A fruitful way to think about GPT is

  • GPT is a simulator (i.e. a model trained with predictive loss on a self-supervised dataset)[1]

  • The entities simulated by GPT are simulacra (agentic or non-agentic; different objective than the simulator)

The simulator terminology has appropriate connotations

  • GPT is not (per se) an oracle, genie, agentic, …

  • all GPT “cares about” is simulating/​modeling the training distribution

    • log-loss is a proper scoring rule[2]

Solving alignment with simulators

While much of this sequence will focus on the details and consequences of simulator theory, we want to clearly state at the outset that we do this work with the goal of contributing to a solution to the alignment problem. In this section, we briefly outline how we might expect simulator theory to concretely contribute to such a solution.

One slightly[3] naive approach to solving the alignment is to use a strong, GPT-like model as a simulator, prompt it with “the solution to the alignment problem is”, to cross your fingers and hit enter. The list of ways in which this approach fails is hard to exhaust and includes the model’s tendency to hallucinate, the generally weak reasoning ability, as well as more fundamental issues with steering simulations. Strategies to mitigate some of these problems have been proposed, but (in line with our shared assumptions listed above), we believe that a foundational understanding of simulators is necessary in order to enable/​ensure positive outcomes.

Conditional on having a foundational understanding of simulators (supported by theorems and empirical results), we hope to be able to construct a simulation (or a set of simulations) that reliably produces useful alignment research. On a high level, it seems wise to optimize for augmenting human cognition rather than outsourcing cognitive labor or producing good-looking outputs (here, here). We acknowledge the worries of some that constructing a simulator that reliably produces useful alignment research is an alignment-complete problem. However, we believe that the simulator framework provides a few key advantages that are afforded by the “non-agency” of simulators:

  • simulators are not as exposed to goodharting since they are not optimizing for an objective (other than predicting the data distribution)

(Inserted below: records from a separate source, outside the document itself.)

PR #1798, opened 2025-09-03
fix: indicate non-validated external credentials in generic methods

diegomarquezp:
### Changes summary
 * `GoogleCredentials`' generic methods for loading from stream have been marked with `@ObsoleteApi` due to lack of validation.
 * `ImpersonatedCredentials` and `ExternalAccountCredentials` `fromJson()` methods now have a javadoc indicating the lack of validation.
 
### Observations
 * `GoogleCredentials` already had a warning on the lack of validation in their `fromStream()` methods.
 * `ImpersonatedCredentials` `fromJson()` method delegates to the concrete `fromJson()` methods, meaning an obsolete api annotation is not necessary.
 * `ExternalAccountCredentials` `fromJson()` method delegates to the AutoValue builders, meaning an obsolete api annotation is not necessary.

BEGIN_COMMIT_OVERRIDE

BEGIN_NESTED_COMMIT
fix: indicate non-validated external credentials in generic methods
END_NESTED_COMMIT

BEGIN_NESTED_COMMIT
deps: add `com.google.api:api-commons` dependency
END_NESTED_COMMIT

BEGIN_NESTED_COMMIT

  • simulators (in particular, the simulacra they simulate) are not optimizing for survival by default and thus do not present the same degree of worry about treacherous turns

  • simulators can be configured to simulate many simulacra in tandem and can thus produce a variety of perspectives on a given problem

We hope to substantiate these claims with more rigor over the course of this sequence (or to at least point in the direction in which other alignment researchers might fruitfully work).

  1. ^

    While a base GPT model trained with the predictive loss approximates a simulator, this property can get lost with further training. When talking about simulators, we tend to think of base GPT without fine-tuning. Understanding how and to which degree the simulator property interacts with fine-tuning is very high on our list of priorities.

  2. ^

    A proper scoring rule is optimized by predicting the “true” probabilities of the distribution which generates observations, and thus incentivizes honest probabilistic guesses. Log-loss (such as GPT is trained with) is a proper scoring rule.

    This means the model is directly incentivized to match its predictions to the probabilistic transition rule which implicitly governs the training distribution. As a model is made increasingly optimal with respect to this objective, the rollouts that it generates become increasingly statistically indistinguishable from training samples, because they come closer to being described by the same underlying law: closer to a perfect simulation.

  3. ^

    The proposal is “naive” in the sense that it is by far not pessimistic/​prepared enough for the worst-case.